It's a sweet little slice-of-life story that drives Kosuke up. the. wall. with all its inaccuracies. No one washes their hands! No one wears hairnets! A pie is fully baked within two minutes of going into the oven!
What was supposed to be a distraction turns into a breathing exercise.
"Welcome to The Sweet Shoppe," the protagonist says to a customer at the register. "What can I get you today?"
"I'll have two strawberry macaroons, please."
The protagonist bags two strawberry macarons, not macaroons, and Kosuke pauses the movie thirty seconds later so she can scream into her pillow.
The door to her bedroom opens. One of the house staff says, "Miss Amida?"

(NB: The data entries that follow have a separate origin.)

PR #1784, opened 2026-05-09
Fix Allure wiring: remove duplicate attributes and fix CI check for transitive dependencies

vazois:
## Summary

Fixes two CI issues with Allure test wiring in the newly split cluster replication test projects.

### Issue 1 - Runtime Allure error

Derived test classes (TLS, AsyncReplay, MultiLog) had `[AllureNUnit]` applied directly **and** inherited it from their base classes. NUnit discovers `ITestAction` attributes from both, causing Allure's `BeforeTest` to run twice and crash with:

> `System.InvalidOperationException: Unable to change the container context because the test context is active.`

**Fix:** Removed the duplicate `[AllureNUnit]` from the 4 derived classes - the inherited attribute from the base class is sufficient.

### Issue 2 - CI Allure wiring check failure

The CI `Verify Allure wiring` step used `Assembly.Load()` to find `AllureTestBase` in referenced assemblies. This failed because:

1. `Assembly.Load()` does not probe the build output directory (only works for GAC/default paths)
2. `AllureTestBase` lives in `Garnet.test.cluster`, which is a **transitive** dependency for some projects (e.g., TLS references it through `Garnet.test.cluster.replication`, not directly)

**Fix:** Updated the CI script to search `AppDomain.GetAssemblies()` - all transitive dependencies are already loaded by the runtime during `GetTypes()`.

### Changes

- `ClusterReplicationTLS.cs` - remove duplicate `[AllureNUnit]`
- `ClusterReplicationAsyncReplay.cs` - remove duplicate `[AllureNUnit]`
- `ClusterReplicationShardedLog.cs` - remove duplicate `[AllureNUnit]`
- `ClusterReplicationDisklessSyncShardedLog.cs` - remove duplicate `[AllureNUnit]`
- `.github/workflows/ci.yml` - fix `AllureTestBase` resolution for transitive dependencies


libs/storage/Tsavorite/cs/test/test.hlog/BasicStorageTests.cs
badrishc, line 1: all tests should be under a test folder else the organization gets complicated under cs folder

badrishc (approved):

badrishc (approved):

Whether still incensed over macaroons being conflated with macarons, or with the knowledge that this staff member could have helped in the burning of her family photos, Kosuke raises her head from the pillow and snaps, "What."

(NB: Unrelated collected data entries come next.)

PR #1787, opened 2026-05-11
Fix GarnetClientSession leak and diskless replication dedup failure

nattress:
Two related bugs in AofTaskStore caused unbounded accumulation of AofSyncTaskInfo tasks on clusters using diskless replication.

1. TryAddReplicationTasks (the diskless path) compared existing tasks against rss.replicaNodeId for dedup. ReplicaSyncSession has two node ID fields: replicaNodeId (set by the disk-based constructor, null for diskless) and replicaSyncMetadata.originNodeId (set by the diskless constructor). The AofSyncTaskInfo was created with originNodeId, but dedup compared against the null replicaNodeId — so it never matched and every call added a new task. Over time numTasks grew unboundedly, inflating the RoleInfo[] from INFO REPLICATION until the response exceeded the network output buffer.

   Fix: use rss.replicaSyncMetadata.originNodeId in the dedup comparison. The singular TryAddReplicationTask (disk-based and CLUSTER AOFSYNC) is unaffected.

2. AofSyncTaskInfo.Dispose() did not dispose its owned GarnetClientSession. When ReplicaSyncTaskAsync is running, CTS cancellation causes it to exit and the finally block cleans up. But when ReplicaSyncTaskAsync has not yet started (e.g. the task fails to be added), Dispose() is the only cleanup path and the session was leaked.

   Fix: add garnetClient?.Dispose() to AofSyncTaskInfo.Dispose() and remove the redundant call from ReplicaSyncTaskAsync's finally block, giving a single disposal site.


test/Garnet.test.cluster/ReplicationTests/AofSyncTaskInfoTests.cs
```diff
@@ -0,0 +1,53 @@
...
+using Garnet.client;
+using Garnet.cluster;
+using Garnet.common;
+using NUnit.Framework;
+
+namespace Garnet.test.cluster
+{
+    [TestFixture]
+    [NonParallelizable]
+    public class AofSyncTaskInfoTests
```
vazois: Is it possible to make this part of an existing test category? Maybe Negative or Management Tests?

nattress: Added \[Category(\REPLICATION\)]\ to the test method, plus \[AllureNUnit]\ and \AllureTestBase\ inheritance on the class to match the repo test conventions.

libs/cluster/Server/Replication/PrimaryOps/AofSyncTaskInfo.cs
```diff
@@ -123,7 +126,6 @@ await iter.BulkConsumeAllAsync(
             }
             finally
             {
-                garnetClient.Dispose();
                 var (address, port) = clusterProvider.clusterManager.CurrentConfig.GetWorkerAddressFromNodeId(remoteNodeId);
                 logger?.LogWarning("AofSync task terminated; client disposed {remoteNodeId} {address} {port} {currentAddress}", remoteNodeId, address, port, previousAddress);
```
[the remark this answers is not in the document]
nattress: Fixed in commit 3f41ad51 - the log message now says 'AofSync task terminated for remote node' instead of 'client disposed'.

Mathos1432:
I recreated your PR after the v2 fork

release/v1: https://github.com/microsoft/garnet/pull/1791
main: https://github.com/microsoft/garnet/pull/1794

He flinches. "Fuyumi Shido has come to see you, Miss."
Kosuke shoots up on the bed.
Fuyumi?
She brushes past the staff member, her head already throbbing again, in time with her climbing heartbeat. Has something happened? Is there an emergency, and no one could reach her?
In the foyer, Fuyumi is as perky as ever, talking in her singsong voice.
To Shigeo.
"—and Tetsu was so embarrassed, he hasn't gone back since," she's saying to him as Kosuke comes down the stairs. "But Mr. Ito has said nothing of it, so I hope he forgives his absence."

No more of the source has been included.